When The Associated Press spoke to the family on Thursday they were living in a government-provided tent, along with hundreds of thousands of others who survived the disaster that hit southern Turkey and north Syria, killing more than 43,000.

“This is my home,” said Taha’s mother Zeliha, 37, as she watched excavators digging up their old life and dumping it into heavy trucks.

“Boom-boom-boom, the building went down floor by floor on top of us,” she recalled, describing how she had kept yelling her son’s name while trapped under the debris in the hope that all five of them could die together as a family.

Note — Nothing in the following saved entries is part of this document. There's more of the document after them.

PR #380, opened 2026-08-14
Keep the serve token out of curl's argv

ksarma:
The serve token is passed to `curl` as `-H "X-Romp-Token: ..."`, which puts a full-control credential into process argv. On Linux `/proc/<pid>/cmdline` is world-readable, so any other local account can read it out of `ps` while the request is in flight.

### Scope, stated honestly

**The shell clients stop publishing it.** This does *not* mean the token never appears in any argv — `bin/romp` still hands it to the browser when it opens the dashboard, which is a separate problem I am flagging at the bottom rather than fixing here.

Severity is Medium **on Linux only**: on macOS another user cannot read a process's argv (`KERN_PROCARGS2` is same-uid-or-root). And these curls are short-lived, so this is a race, not a durable exposure — but a race is not a boundary, and `romp-wake` fires at every turn boundary, re-offering the attempt.

### The change

A `_romp_token_cfg()` helper emits a curl config line (`header = "X-Romp-Token: %s"`, with `\` and `"` escaped for curl's quoted-config syntax) and the five shell call sites pipe it into `curl --config -`. That is four sites in `bin/romp` plus the `/tick` poke in `hooks/romp-wake.sh`. `-d` keeps the request body in argv, so nothing else contends for stdin.

`romp new` keeps `_tok` — it still gates the "kernel isn't running (no serve token)" error — only the header moves.

One thing worth pre-empting: `bin/romp` runs under `set -euo pipefail`, so the new pipeline is pipefail-sensitive. `_romp_token_cfg` can only fail on a printf failure, the config line is far under the pipe buffer so there is no realistic SIGPIPE, and any non-zero status lands on the existing `|| { echo "kernel not reachable" ...}` branch, which is the message the old code already produced.

### The token file's mode — consistency, not an exploit

`kernel/kernel.py` wrote the token with `write_text` and chmod'd it afterwards, leaving a brief window at the umask's mercy. It now opens `0600` from the start, keeping the trailing `chmod` for a pre-existing file.

I want to be precise that **this is not an exploitable window today**: `kernel/judge.py` chmods the state root to `0700` at import, well before `_load_token` runs, so the gap sat behind a closed door. The honest argument is narrower — this file's own mode is what `_load_token`'s docstring names as the same-user gate, and the function should not have to assume the directory did its job. (I used `os.open` rather than `_atomic_write`, which is defined after `_load_token` and whose temp file has the same window on a predictably-named path.)

### Tests this flips — three of yours, and why

Three existing assertions currently pin the leak by grepping the token out of the mock's **argv** record:

- `tests/romp-wake-hook.bats:61` and `:71`
- `tests/romp-sessions.bats:75`

All three now assert against the mock's **stdin** record instead. `tests/romp-wake-hook.bats` also gains a case asserting the token is absent from argv *while the header really is sent*, so this cannot pass by quietly not authenticating.

New `tests/test_kernel_serve_token_mode.py` (3 cases). The pinning one monkeypatches `os.chmod` to a no-op and asserts the file is already `0600` — only that interposed form actually fails on unfixed code. The other two are guards (the retained chmod still tightens a pre-existing loose file; the env-override path writes nothing) and pass either way; I kept them because they are what a future simplifier would delete, but say the word and I will drop them.

Your existing end-to-end coverage against a **real** curl is unchanged and still passes: `tests/romp.bats` and all seven `tests/romp-headless.bats` cases stand up a real HTTP server and assert the header arrives.

Full suite: **4554 passed vs 4551 on unmodified `main` — exactly +3, the new file, zero regressions.** 250 bats assertions across 20 suites, 0 failures.

### One exposure I am flagging rather than fixing

The fix here is a design call that belongs to you, so I have not made it.

The URL romp opens carries the serve token, so it becomes the argv of `open`/`xdg-open` and then of the browser itself (`bin/romp:795` + `:828`, the path a normal install takes since `bin/romp-serve:107` sets `ROMP_KERNEL_NO_OPEN=1`; `kernel/kernel.py:24760` for a hand-run kernel). On Linux that argv is world-readable, so another local account can lift a full-control credential out of `ps` for as long as that browser process lives. The token is read back from the state file rather than re-minted per boot, so one read is good until the file is deleted. A *cold* browser start leaves the tokened URL in the long-lived main-process argv — a certainty, not a race; a warm start is the short race.

Shapes that would close it: a single-use short-TTL code spent on arrival, a POST-once bootstrap, or simply opening the bare URL and letting the login page do the work. Each has real costs (a new credential type needs its own mint cap and a no-kernel fallback). Happy to implement whichever you prefer.

Note the *printed* link should keep the token deliberately — that is the one you copy to a phone.

### DIFF
--- a/bin/romp
+++ b/bin/romp
@@ -713,6 +713,19 @@ _romp_token() {
     cat "${ROMP_STATE_DIR:-${XDG_STATE_HOME:-$HOME/.local/state}/romp}/serve-token" 2>/dev/null || true
 }
 
+# The auth header as a curl CONFIG on stdin, for `curl --config -`. Never `-H "X-Romp-Token: $tok"`:
+# argv is world-readable through /proc/<pid>/cmdline, so every other account on the machine can read
+# the token off a running curl — and the token is full control of every session. These curls are
+# short-lived, which makes reading one a race rather than a certainty; that is not a boundary.
+# curl's config syntax is quoted, so a token carrying " or \ (only possible via ROMP_SERVE_TOKEN —
+# the minted one is base64url) is escaped rather than silently truncating the header.
+_romp_token_cfg() {
+    local _t _e
+    _t="$(_romp_token)"
+    _e="${_t//\\/\\\\}"; _e="${_e//\"/\\\"}"
+    printf 'header = "X-Romp-Token: %s"\n' "$_e"
+}
+
 # `romp url` — print the tokened dashboard URL, nothing else (scripting/piping; bare `romp` is the
 # human entry point). The first open seeds a year-long cookie; after that the bare URL works.
 # `--url` stays as a silent alias (agent-facing text names it).
@@ -762,7 +775,7 @@ if [[ "${1:-}" == "sessions" ]]; then
         *)      echo "usage: romp sessions [--json]" >&2; exit 2 ;;
     esac
     _kport="${ROMP_KERNEL_PORT:-29855}"
-    _resp="$(curl -sf -m 10 "http://127.0.0.1:$_kport/sessions" -H "X-Romp-Token: $(_romp_token)")" \
+    _resp="$(_romp_token_cfg | curl -sf -m 10 --config - "http://127.0.0.1:$_kport/sessions")" \
         || { echo "romp sessions: kernel not reachable on :$_kport (is romp running?)" >&2; exit 1; }
     if $_json; then
         printf '%s\n' "$_resp"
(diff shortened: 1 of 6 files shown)


ksarma:
Rebased onto `c3f9ecc5`. Two notes, one of which changes what this PR covers.

**The rebase found a fifth leak site, added after this branch was cut.** `romp new -m` (the first-prompt send) posts to `/send` with `-H "X-Romp-Token: $_tok"`. This PR originally converted four call sites; a mechanical rebase would have merged it while its own claim — that the shell clients stop publishing the token — had quietly stopped being true. All five now go through `curl --config -`, and the only `-H "X-Romp-Token"` strings left anywhere in `bin/` or `hooks/` are the comments explaining why not to use it.

The `/new` conflict resolved by keeping your `--model`/`--effort` payload and moving only the auth header to stdin. `_tok` stays where it is — it still gates the "kernel isn't running (no serve token)" error.

**Heads-up on auth-merge:** you have auto-merge enabled here, and force-pushing the rebase cancels it (same thing happened on #382). It needs re-enabling or a manual merge — it looks queued from the outside and isn't.

Re-verified against `main` as it stands now, not the old base. With `bin/romp` and `hooks/romp-wake.sh` reverted and the tests kept, 5 fail:

```
not ok 4  romp sessions: reads the KERNEL, authorizing with the serve token
not ok 11 romp-wake sends the serve token header (env override form)
not ok 12 romp-wake reads the serve token from the state file
not ok 14 romp-wake never puts the serve token in curl's argv
not ok 15 romp-wake escapes a token that would otherwise break curl's config syntax
```

Full suites on the rebased branch: **4648 passed / 40 skipped** against a 4645 baseline measured on pristine `c3f9ecc5` — exactly +3, the new test file, no regressions. **324/324 bats.** The one shellcheck SC2064 in `bin/romp` is pre-existing on `main` and untouched here.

The Erdems’ younger children — daughter Semanur, 13, and 9-year-old son Yigit Cinar — were sleeping in their parents’ room when the quake hit.

But Taha could not hear his mother’s calls through the mass of concrete. Nor could she hear her son’s cries in the dark, and both believed the other was lying dead in the destroyed building.

It was only when Zeliha, her husband Ali, 47, a hospital cleaner, and the other children were taken to her sister’s home that they realized Taha had survived.

“The world was mine at that moment,” Zeliha said. “I have nothing, but I have my kids.”

The story of the Erdem family is one of many emotional tales of human fortitude to emerge from the widespread disaster area. Many vividly recount the horrors of being trapped beneath their homes.

Ibrahim Zakaria, a 23-year-old Syrian who was rescued in the coastal Syrian town of Jableh on Feb. 10, told the AP that he survived by licking water dripping down the wall next to him, slipping in and out of consciousness and losing hope of survival in his waking moments.

“I almost surrendered because I thought I will die,” he said from his hospital bed. “I thought: ‘There is no escape.’”

In the Turkish city of Gaziantep, 17-year-old Adnan Muhammed Korkut, was trapped for four days before he was rescued. He told the private IHA news agency that he grew so thirsty that he drank his own urine.

Muhammet Enes Yeninar, 17, and his 21-year-old brother were saved after 198 hours in nearby Kahramanmaras.

He said they cried for the first two days, mostly wondering about their mother and whether she had survived, IHA reported. They later began to comfort each other — “talking about brotherhood” and eating powdered protein.

Also in Kahramanmaras, Aleyna Olmez, 17, was pulled free after 248 hours under the rubble. “I tried to pass the time on my own,” she said.

Stories of remarkable survival often emerge during disaster, especially following earthquakes, when the world’s media records the fading hope of recovering survivors as each hour ticks by.

Following the 2010 Haiti earthquake, a 16-year-old girl was rescued in Port-Au-Prince 15 days after an earthquake devastated the city. Three years later, a woman trapped under a collapsed building in Dhaka, Bangladesh, was saved after 17 days.